BACKGROUND: Laryngoscopy and tracheal intubation are associated with hemodynamic pressor responses, which can have adverse effects. During anesthesia induction with propofol target-controlled infusion (TCI), we aimed to determine the most appropriate dosage of alfentanil required for intubation, using a steady effect-site concentration of propofol and with the use of vecuronium.
METHODS: Eighty ASA class 1 or 2 patients presenting for elective surgery were allocated at random to one of four groups. Anesthesia was induced in all patients with TCI of propofol target concentration 8 µg /ml, followed by vecuronium (0.12 mg/kg). This was reduced to 5µg/ml when the effect-site concentration had been 4µg/ml. After the effect-site concentrations had reached to 5µg/ml, control group received normal saline, group 1 received alfentanil 10µg/kg, group 2 received alfentanil 20µg/kg, and group 3 received alfentanil 30µg/kg. Laryngoscopy and intubation were performed 90 s later. Heart rate was monitored continuously. Systolic blood pressure, diastolic blood pressure and mean arterial pressure were measured at pre-induction, post-induction (pre-intubation) and post-intubation, respectively. Complications such as hypotention and bradycardia were recorded until 5 minutes had elapsed after tracheal intubation.

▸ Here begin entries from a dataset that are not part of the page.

PR #378, opened 2017-06-25
Update Ext version to 6.2.0

nbey:
- Update submodule
- Update framework within workspace / apps
- Update Sencha CMD version to 6.2.0.103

RESULTS: Control group showed significant increases associated with tracheal intubation in all hemodynamic variables (P < 0.05). Post-intubation values decreased significantly from pre-induction values in groups 1, 2 and 3 (P < 0.05). In groups 2 and 3, hypotension and bradycardia occurred (zero in group 1) but there were no significant differences in their incidences between the three groups.
CONCLUSIONS: We suggest that alfentanil 10µg/kg constitutes the optimal dosage to obtund the hemodynamic responses to tracheal intubation, using propofol TCI (5µg/ml) and vecuronium for induction of anesthesia.